### Raw data
==*==
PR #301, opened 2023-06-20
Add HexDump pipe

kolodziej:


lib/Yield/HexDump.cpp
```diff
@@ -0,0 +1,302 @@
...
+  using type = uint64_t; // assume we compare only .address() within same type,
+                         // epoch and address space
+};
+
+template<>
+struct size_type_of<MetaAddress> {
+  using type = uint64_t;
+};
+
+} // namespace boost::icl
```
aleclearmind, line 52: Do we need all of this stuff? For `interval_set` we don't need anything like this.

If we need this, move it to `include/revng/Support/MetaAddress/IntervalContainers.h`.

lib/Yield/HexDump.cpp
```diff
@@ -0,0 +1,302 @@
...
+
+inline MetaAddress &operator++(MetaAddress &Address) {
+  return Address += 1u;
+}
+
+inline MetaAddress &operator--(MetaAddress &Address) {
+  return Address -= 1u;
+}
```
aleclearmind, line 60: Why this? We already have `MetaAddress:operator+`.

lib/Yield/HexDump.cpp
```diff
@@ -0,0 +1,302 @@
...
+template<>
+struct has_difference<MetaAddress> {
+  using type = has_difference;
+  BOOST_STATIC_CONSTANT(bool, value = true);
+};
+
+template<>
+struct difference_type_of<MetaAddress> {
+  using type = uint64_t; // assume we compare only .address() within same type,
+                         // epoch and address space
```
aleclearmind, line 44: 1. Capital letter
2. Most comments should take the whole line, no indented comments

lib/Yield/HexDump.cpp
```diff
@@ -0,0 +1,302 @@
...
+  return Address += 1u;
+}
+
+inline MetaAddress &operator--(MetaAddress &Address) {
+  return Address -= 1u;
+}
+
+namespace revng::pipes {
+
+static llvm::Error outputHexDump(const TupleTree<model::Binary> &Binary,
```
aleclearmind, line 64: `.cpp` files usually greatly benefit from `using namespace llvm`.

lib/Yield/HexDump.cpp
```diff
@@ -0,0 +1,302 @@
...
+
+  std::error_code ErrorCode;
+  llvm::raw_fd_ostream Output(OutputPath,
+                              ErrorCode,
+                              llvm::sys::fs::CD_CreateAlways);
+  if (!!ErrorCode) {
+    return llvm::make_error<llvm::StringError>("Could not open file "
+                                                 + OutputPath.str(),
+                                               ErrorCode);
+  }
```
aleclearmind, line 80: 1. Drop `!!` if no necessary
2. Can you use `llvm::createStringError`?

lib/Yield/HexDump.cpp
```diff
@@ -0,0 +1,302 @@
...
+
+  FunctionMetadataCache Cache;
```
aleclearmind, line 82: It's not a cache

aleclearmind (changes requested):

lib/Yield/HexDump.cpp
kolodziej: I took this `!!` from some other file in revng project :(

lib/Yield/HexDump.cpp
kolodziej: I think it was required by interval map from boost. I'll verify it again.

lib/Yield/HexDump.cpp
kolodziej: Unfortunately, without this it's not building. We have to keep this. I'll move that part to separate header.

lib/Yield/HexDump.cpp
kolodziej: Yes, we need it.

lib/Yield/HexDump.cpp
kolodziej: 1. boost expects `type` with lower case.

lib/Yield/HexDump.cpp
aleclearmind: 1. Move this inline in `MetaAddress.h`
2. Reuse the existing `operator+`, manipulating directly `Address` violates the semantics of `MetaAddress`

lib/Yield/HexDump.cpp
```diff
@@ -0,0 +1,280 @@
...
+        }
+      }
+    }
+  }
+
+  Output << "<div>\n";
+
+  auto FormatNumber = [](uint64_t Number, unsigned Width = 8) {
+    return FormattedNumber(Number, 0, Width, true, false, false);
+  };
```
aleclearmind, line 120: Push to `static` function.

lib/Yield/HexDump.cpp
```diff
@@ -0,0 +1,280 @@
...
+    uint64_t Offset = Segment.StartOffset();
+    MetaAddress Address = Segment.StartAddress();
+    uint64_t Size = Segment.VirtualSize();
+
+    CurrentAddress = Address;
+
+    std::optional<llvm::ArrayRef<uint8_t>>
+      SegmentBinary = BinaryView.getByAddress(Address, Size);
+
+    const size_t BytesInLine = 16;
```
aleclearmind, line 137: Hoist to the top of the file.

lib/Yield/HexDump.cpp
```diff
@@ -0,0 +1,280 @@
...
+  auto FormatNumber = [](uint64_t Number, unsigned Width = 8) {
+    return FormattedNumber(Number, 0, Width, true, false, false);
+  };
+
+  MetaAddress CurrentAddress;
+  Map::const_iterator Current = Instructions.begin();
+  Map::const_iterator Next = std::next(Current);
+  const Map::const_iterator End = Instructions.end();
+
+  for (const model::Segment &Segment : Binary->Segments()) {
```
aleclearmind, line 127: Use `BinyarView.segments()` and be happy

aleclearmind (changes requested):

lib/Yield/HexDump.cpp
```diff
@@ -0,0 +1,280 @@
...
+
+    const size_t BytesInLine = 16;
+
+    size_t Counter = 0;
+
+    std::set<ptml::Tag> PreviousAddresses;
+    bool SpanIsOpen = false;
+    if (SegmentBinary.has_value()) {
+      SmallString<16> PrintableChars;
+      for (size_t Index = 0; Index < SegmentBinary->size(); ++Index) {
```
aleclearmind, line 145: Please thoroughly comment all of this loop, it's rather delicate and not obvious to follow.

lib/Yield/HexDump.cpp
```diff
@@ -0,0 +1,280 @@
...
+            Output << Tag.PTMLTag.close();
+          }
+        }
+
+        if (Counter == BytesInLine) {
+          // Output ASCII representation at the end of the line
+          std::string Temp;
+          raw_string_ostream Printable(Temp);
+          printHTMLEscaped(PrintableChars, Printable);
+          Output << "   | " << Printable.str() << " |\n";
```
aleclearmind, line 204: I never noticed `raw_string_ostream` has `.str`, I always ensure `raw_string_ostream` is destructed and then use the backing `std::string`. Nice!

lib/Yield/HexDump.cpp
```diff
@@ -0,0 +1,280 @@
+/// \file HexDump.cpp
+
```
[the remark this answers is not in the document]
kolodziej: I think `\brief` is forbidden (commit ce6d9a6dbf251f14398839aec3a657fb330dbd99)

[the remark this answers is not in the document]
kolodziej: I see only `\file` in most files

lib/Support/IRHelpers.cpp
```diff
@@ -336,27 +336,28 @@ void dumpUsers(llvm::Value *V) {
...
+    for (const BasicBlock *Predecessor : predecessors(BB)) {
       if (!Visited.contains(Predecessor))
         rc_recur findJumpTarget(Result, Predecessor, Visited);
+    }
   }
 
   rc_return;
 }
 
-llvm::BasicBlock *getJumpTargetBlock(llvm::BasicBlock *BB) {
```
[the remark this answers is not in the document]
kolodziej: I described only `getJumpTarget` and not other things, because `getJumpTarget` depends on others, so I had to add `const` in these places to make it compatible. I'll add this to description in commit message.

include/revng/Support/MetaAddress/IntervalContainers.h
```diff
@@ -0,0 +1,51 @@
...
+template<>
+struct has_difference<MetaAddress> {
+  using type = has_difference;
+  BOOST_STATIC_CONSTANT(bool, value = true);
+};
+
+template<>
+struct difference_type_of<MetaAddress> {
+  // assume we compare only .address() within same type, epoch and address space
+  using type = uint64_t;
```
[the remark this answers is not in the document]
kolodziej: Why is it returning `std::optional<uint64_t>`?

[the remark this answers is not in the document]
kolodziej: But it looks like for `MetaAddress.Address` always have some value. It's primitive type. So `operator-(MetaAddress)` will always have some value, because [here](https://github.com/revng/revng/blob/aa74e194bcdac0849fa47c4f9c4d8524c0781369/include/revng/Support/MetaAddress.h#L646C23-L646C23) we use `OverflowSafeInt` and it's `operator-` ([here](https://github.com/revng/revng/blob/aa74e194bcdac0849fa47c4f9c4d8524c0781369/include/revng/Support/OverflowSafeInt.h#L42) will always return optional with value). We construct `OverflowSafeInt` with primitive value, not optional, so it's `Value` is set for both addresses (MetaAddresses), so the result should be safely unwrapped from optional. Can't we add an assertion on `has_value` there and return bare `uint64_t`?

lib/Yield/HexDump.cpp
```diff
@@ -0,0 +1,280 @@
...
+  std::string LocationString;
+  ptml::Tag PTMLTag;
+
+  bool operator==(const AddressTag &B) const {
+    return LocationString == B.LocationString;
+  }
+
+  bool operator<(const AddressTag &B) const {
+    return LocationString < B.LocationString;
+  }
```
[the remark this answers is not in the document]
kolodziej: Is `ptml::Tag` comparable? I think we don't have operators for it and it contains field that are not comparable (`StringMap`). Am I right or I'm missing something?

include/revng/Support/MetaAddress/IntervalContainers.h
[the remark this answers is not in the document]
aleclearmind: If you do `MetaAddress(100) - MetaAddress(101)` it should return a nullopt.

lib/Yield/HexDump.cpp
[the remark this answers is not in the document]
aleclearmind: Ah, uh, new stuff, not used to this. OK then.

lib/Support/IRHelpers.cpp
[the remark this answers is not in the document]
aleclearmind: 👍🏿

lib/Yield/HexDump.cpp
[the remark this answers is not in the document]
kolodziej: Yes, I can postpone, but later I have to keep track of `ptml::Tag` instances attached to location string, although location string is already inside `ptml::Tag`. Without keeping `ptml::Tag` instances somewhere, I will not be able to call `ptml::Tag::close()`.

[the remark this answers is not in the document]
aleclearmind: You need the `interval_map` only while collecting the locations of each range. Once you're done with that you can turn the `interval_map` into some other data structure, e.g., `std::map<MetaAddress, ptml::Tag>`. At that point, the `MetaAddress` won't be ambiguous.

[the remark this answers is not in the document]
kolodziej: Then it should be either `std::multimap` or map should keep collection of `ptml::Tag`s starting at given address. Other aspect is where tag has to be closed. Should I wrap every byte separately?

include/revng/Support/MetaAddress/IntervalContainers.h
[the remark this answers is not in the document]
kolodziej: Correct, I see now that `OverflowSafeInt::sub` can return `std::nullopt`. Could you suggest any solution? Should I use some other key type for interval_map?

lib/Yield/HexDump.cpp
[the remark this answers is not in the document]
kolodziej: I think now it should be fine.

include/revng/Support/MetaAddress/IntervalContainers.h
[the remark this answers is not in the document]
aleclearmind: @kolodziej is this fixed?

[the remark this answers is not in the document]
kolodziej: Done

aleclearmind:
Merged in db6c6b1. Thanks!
==*==
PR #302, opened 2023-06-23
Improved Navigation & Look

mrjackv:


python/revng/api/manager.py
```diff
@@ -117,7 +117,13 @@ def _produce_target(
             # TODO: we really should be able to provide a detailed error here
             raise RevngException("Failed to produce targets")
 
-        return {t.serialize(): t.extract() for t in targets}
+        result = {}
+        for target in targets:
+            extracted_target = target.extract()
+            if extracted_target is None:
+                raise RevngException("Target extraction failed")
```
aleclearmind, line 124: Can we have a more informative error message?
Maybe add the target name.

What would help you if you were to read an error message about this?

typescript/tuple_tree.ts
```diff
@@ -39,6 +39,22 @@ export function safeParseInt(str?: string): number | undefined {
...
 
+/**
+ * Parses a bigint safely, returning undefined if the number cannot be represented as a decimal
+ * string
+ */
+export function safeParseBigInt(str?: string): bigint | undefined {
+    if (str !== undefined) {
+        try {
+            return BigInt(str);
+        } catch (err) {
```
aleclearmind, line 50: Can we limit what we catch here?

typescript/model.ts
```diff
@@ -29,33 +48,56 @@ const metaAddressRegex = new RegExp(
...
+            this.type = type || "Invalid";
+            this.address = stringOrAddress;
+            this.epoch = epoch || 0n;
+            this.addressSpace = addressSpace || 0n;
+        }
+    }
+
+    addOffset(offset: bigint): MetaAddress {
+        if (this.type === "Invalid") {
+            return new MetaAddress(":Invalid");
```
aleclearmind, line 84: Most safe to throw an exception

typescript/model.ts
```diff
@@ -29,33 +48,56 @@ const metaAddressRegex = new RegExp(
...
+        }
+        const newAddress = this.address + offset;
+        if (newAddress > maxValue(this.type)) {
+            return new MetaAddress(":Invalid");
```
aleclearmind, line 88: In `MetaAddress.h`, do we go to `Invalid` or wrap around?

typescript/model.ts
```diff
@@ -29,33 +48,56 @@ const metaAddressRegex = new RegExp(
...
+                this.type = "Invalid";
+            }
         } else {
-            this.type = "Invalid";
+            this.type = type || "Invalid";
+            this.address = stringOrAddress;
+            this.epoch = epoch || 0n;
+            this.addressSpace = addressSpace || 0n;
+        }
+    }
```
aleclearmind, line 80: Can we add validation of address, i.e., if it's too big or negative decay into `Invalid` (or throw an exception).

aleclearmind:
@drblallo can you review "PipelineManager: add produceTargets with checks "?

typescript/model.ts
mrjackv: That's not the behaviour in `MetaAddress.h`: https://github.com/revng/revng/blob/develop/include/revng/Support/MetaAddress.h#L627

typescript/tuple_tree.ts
==*==
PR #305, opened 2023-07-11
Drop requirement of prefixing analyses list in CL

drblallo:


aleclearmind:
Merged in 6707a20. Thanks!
==*==
### Your objective
For the word "message", state how many lines of the material contain it. Give the number and no more.

### Answer space
3